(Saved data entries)
PR #344, opened 2025-09-12
Support poll and ppoll syscalls

jstarks:
Reuse and extend the polling infrastructure to implement `poll` and `ppoll`.

Lots of `Arc`s and allocations in the runtime path... probably could be flattened a bit.

### DIFF
--- a/litebox_common_linux/src/lib.rs
+++ b/litebox_common_linux/src/lib.rs
@@ -1444,7 +1444,6 @@ pub struct Pollfd {
     pub revents: i16,
 }
 
-#[non_exhaustive]
 #[repr(i32)]
 #[derive(Debug, IntEnum)]
 pub enum MadviseBehavior {


jstarks:
Hitting some picky cast prohibitions, probably I just need to figure out the conventions. No problem.

The fd i32 -> u32 thing is annoying, though. Should the fd type be changed to i32 throughout, perhaps? Although it's true that file descriptors can't be less than 0, it's also true that they can't be bigger than `i32::MAX`. Seems easier to just use the "natural" type rather than have redundant checks.

E.g., look at `sys_read`. It first converts the `u32` into `i32` with an explicit failure path, then has another failure path if the `fd` is invalid. Seems better to just accept `i32` in the `get_fd` call and have it do the appropriate checks in one place.

jaybosamiya-ms:
fd i32 / u32 issue: there's a long-running refactor where I'm cleaning up all the fd-related stuff.  It essentially began with #31 (but descriptions on GitHub are kinda out of date with the design, as it has evolved).  With the final version of the descriptor system I have in mind, most of the difficulties with FDs should disappear.  It is mild temporary ugliness (I don't quite like it as it is either) that we sadly have to deal with for now, but yeah, within the next few weeks (hopefully! assuming other high-priority tasks don't keep bumping it) we should have a nicer system to deal with it.  I agree with you that the "natural" fd type within `litebox_shim_linux` _is_ `i32`.

Most of the other clippy cast prohibitions are indeed to maintain a consistent convention indeed.

litebox_shim_linux/src/syscalls/epoll.rs
```diff
@@ -398,13 +402,148 @@ impl ReadySet {
...
+                pollee: self.pollee().clone(),
+            });
+            // TODO: unregister interest when the PollSet is dropped to avoid a
+            // leak for long-lived files that never wake up. Or update the
+            // Observer infra to garbage collect dead observers periodically.
+            let revents = file.poll(mask, Some(Arc::downgrade(&observer) as _));
+            if !revents.is_empty() {
+                // Race. Accumulate the events.
+                self.is_ready = true;
+                observer.on_events(&revents);
```
CvvT: Why not just call `add_ready_interest` and `continue` here?

litebox_shim_linux/src/syscalls/epoll.rs
```diff
@@ -398,13 +402,148 @@ impl ReadySet {
...
+        let Some(pollable) = file.io_pollable() else {
+            self.add_empty_interest();
+            return;
+        };
+        // Check first before allocating an observer.
+        let revents = pollable.check_io_events() & mask;
+        // Skip monitoring if this or any previous interest is already ready.
+        if !revents.is_empty() || self.is_ready {
+            self.is_ready = true;
+            self.entries.push(PollEntry::Ready(revents));
```
CvvT: Just call `add_ready_interest` instead?

litebox_common_linux/src/lib.rs
```diff
@@ -1709,6 +1717,18 @@ pub enum SyscallRequest<'a, Platform: litebox::platform::RawPointerProvider> {
...
+        nfds: usize,
+        timeout: i32,
+    },
+    Ppoll {
+        fds: Platform::RawMutPointer<Pollfd>,
+        nfds: usize,
+        timeout: Option<Platform::RawConstPointer<Timespec>>,
+        sigmask: Option<Platform::RawConstPointer<SigSet>>,
+        sigsetsize: usize,
+    },
```
CvvT, line 1972: Similar to `clock_nanosleep`, 32 bit uses `TimeVal` instead of `Timespec`: https://elixir.bootlin.com/linux/v6.16.4/source/fs/select.c#L1121

litebox_shim_linux/src/syscalls/epoll.rs
jstarks: Yeah that seems reasonable. I think in my head we needed to keep the observer around to unregister it, but that's not implemented yet anyway... I'll just add a comment so we don't forget that at some point.

litebox_common_linux/src/lib.rs
jstarks: Good catch, again.

jstarks:
> Just out of curiosity, what would happend if a `fd` is closed during polling? Its corresponding `revents` should be `POLLNVAL` or `0`?

Hmm, that's a good point. In this implementation, we'll set it to 0, but Linux seems to set it to `POLLNVAL` (only after a timeout, so the close doesn't wake up the poll). Perhaps to match Linux behavior we need to rescan the fds (which we now need to capture).

A nice thing about this is that we may be able to get away with just a single observer.

jstarks:
To match Linux behavior, I had to rethink this a bit.

I wasn't really able to reuse `Pollee` in the new impl, because the split between `try_op` and `check` is rather awkward and race prone here (notably, `check` must actually check, because `try_op` is called before the inner poller is created and registered). Possibly this infra could be reconsidered a bit.

I also added a TODO because of the annoyance of having to allocate multiple observers that all contain the same state and do the same thing. This could be fixed by having observer masks get ORed at registration time rather than overwritten.

litebox_shim_linux/src/syscalls/epoll.rs
```diff
@@ -398,13 +402,148 @@ impl ReadySet {
...
+                        Some(weak as _)
+                    };
+                    // TODO: add machinery to unregister the observer to avoid leaks.
+                    file.poll(entry.mask, observer)
+                } else {
+                    Events::NVAL
+                };
+                if !entry.revents.is_empty() {
+                    is_ready = true;
+                    register = false;
```
CvvT, line 494: Is `register` unnecessary? It is set together with `is_ready`.

CvvT:
> To match Linux behavior, I had to rethink this a bit.
> 
> I wasn't really able to reuse `Pollee` in the new impl, because the split between `try_op` and `check` is rather awkward and race prone here (notably, `check` must actually check, because `try_op` is called before the inner poller is created and registered). Possibly this infra could be reconsidered a bit.
> 
> I also added a TODO because of the annoyance of having to allocate multiple observers that all contain the same state and do the same thing. This could be fixed by having observer masks get ORed at registration time rather than overwritten.

The previous version that uses `Pollee` also looks fine to me. I agree it is a little bit awkward because it is meant to do `try_op` when there is any io event (i.e., return true from `check`). In the `ppoll` case, `try_op` is essentially the same as `check` as follows:

```
for fd in fds:
    if fd.check_io_events():
        return true
return false
```

Then, we collect all the events afterwards. It definitely causes some redundant work. We could refactor the code for improvement. 

In terms of the leak of observer, we could also add another API to `IOPollable` for cleanup.

litebox_shim_linux/src/syscalls/file.rs
```diff
@@ -961,6 +961,83 @@ pub fn sys_epoll_pwait(
...
+        );
+        let revents: u16 = revents.bits().truncate();
+        unsafe {
+            revents_ptr
+                .write_at_offset(0, revents.reinterpret_as_signed())
+                .ok_or(Errno::EFAULT)
+        }?;
+        if revents != 0 {
+            ready_count += 1;
+        }
```
CvvT, line 1190: I encountered the same issue before. My previous solution was writing the whole struct to userspace instead of just one field. It would be nice to have an interface that could directly write a field to userspace. I will create an issue to track it.

litebox_shim_linux/src/syscalls/epoll.rs
jstarks: Good catch, register should be cleared after the first time through the loop. Fixed.

PR #346, opened 2025-09-13
Support tgkill

CvvT:
Currently all signal related syscalls are punchthroughs. We may want to have a dedicated provider for it?


jaybosamiya-ms:
> Currently all signal related syscalls are punchthroughs. We may want to have a dedicated provider for it?


Yeah, this has been in my mind for some time.  There is some cleanup needed.  I think it is out of scope of this PR though.  I'll open an issue to track it.

PR #348, opened 2025-09-13
Support nanosleep and clock_nanosleep

jstarks:
Add `nanosleep` and `clock_nanosleep` support for the existing supported clock IDs. Currently these sleeps cannot be interrupted.


litebox_common_linux/src/lib.rs
```diff
@@ -1772,6 +1781,12 @@ pub enum SyscallRequest<'a, Platform: litebox::platform::RawPointerProvider> {
         clockid: i32,
         res: Platform::RawMutPointer<Timespec>,
     },
+    ClockNanosleep {
+        clockid: i32,
+        flags: TimerFlags,
+        request: Platform::RawConstPointer<Timespec>,
+        remain: Option<Platform::RawMutPointer<Timespec>>,
+    },
```
CvvT, line 1789: For 32bit, the request is of type `TimeVal`: https://elixir.bootlin.com/linux/v6.16.4/source/kernel/time/posix-timers.c#L1404

jstarks: Good catch. I'll just support the 64-bit syscalls for now, as with the other clock_* syscalls.

PR #349, opened 2025-09-15
Use RefCell to protect TLS

jstarks:
Use a `RefCell` instead of manually implementing the same machinery. This moves the `borrowed` field out of the common TLS type, which closes a soundness hole. Move `self_ptr` out for the same reason.

Also, on Windows, use linker-provided TLS instead of runtime calls. This is more efficient and safer, and it works because Windows's TLS machinery uses gs as a base, which is not used by user code. Once fs is swapped across syscalls, litebox can use this approach for Linux and FreeBSD as well.

### DIFF
--- a/litebox_platform_linux_userland/src/lib.rs
+++ b/litebox_platform_linux_userland/src/lib.rs
@@ -1567,8 +1567,8 @@ impl litebox::platform::ThreadLocalStorageProvider for LinuxUserland {
             entry_number: self
                 .tls_entry_number
                 .load(core::sync::atomic::Ordering::Relaxed),
+            limit: u32::try_from(core::mem::size_of_val(tls.as_ref())).unwrap() - 1,
             base_addr: Box::into_raw(tls) as u32,
-            limit: u32::try_from(core::mem::size_of::<Self::ThreadLocalStorage>()).unwrap() - 1,
             flags,
         };
         let user_desc_ptr = litebox::platform::trivial_providers::TransparentMutPtr {


litebox_platform_linux_userland/src/lib.rs
```diff
@@ -1452,16 +1467,20 @@ impl LinuxUserland {
             return core::ptr::null_mut();
         }
 
-        let mut addr: usize;
+        let mut addr: *const TlsData<litebox_common_linux::ThreadLocalStorage<LinuxUserland>>;
         unsafe {
             core::arch::asm!(
-                "mov {0}, fs:{offset}",
+                "mov {0}, fs:0", // The first field of TlsData is a self-pointer
```
CvvT: When I implemented this, I also attempted to use `RefCell`. The only concern I have is how to get the offset to the self-pointer.

```
pub struct RefCell<T: ?Sized> {
    borrow: Cell<BorrowCounter>,
    // Stores the location of the earliest currently active borrow.
    // This gets updated whenever we go from having zero borrows
    // to having a single borrow. When a borrow occurs, this gets included
    // in the generated `BorrowError`/`BorrowMutError`
    #[cfg(feature = "debug_refcell")]
    borrowed_at: Cell<Option<&'static crate::panic::Location<'static>>>,
    value: UnsafeCell<T>,
}
```

From the source code, it doesn't look like the first field is a self-pointer or there is a self-pointer.

jstarks: Yes. For the Linux userland platform specifically, I don't use `RefCell` directly, I use it nested in this local `TlsData` type. That one has a self ptr (on 32-bit only) followed by the `RefCell`.

CvvT: ah, I missed the `TlsData`. Thanks for the effort on the improvement.

Is it better to use `offset = const core::mem::offset_of!(TlsData, self_ptr)` instead of hardcoding the offset `0`

jstarks: Yeah, good idea, I can restore the offset_of.

PR #351, opened 2025-09-15
Fix issues with accidental-multi-instance litebox

jaybosamiya-ms:
While the design of LiteBox supports having multiple instances of `LiteBox` object (we have carefully designed it this way), some shims and runners need to assume that there might not be multiple created (or at least any extra creations are safely gated, and not introduced accidentally).

This PR introduces a new `enforce_singleton_litebox_instance` cfg feature to the `litebox` crate, which allows us to detect any situations where we might be assuming a singleton instance of `LiteBox` object, but accidentally are making two.  We are not planning on making this the default, but we possible might want to consider making it a default in some runners (e.g., linux-on-linux should probably have it enabled).

Interestingly, we're accidentally making two instances in multiple places, which leads to some fairly hard to diagnose subtle bugs.  For example, I spent a non-trivial amount of time today chasing a bug that turned out to be entirely due to not following the singleton thing, despite _assuming_ a singleton in the Linux shim.  Interestingly, #24 would likely have already cleared this up, and it would be a lot safer to have multiple `LiteBox` instances (i.e., someone making two LiteBox instances would not be able to _accidentally_ cross subsystems across them; it is currently quite easy to do this mistake, which is what led to the hard to diagnose subtle bug, that was triggered by an _unrelated_ change I was making).

Note again that LiteBox doesn't _really_ need a singleton.  Otoh, due to how `litebox_shim_linux` needs to get the `LiteBox` object from _somewhere_ (and it cannot get it from the syscall), it picks up the object from a global.  Thus, it needs that global to be consistent, which esp when loading, could have accidentally gone out of sync due to creation of a LiteBox object before the rest of hte setup finishes up.  This can lead to some very surprising bugs.  This PR fixes up these minor loading ordering issues too.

About this exercise:
Which lines of the data contain the word "polling"? Copy each one.

Response box:
Reuse and extend the polling infrastructure to implement `poll` and `ppoll`.
> Just out of curiosity, what would happend if a `fd` is closed during polling? Its corresponding `revents` should be `POLLNVAL` or `0`?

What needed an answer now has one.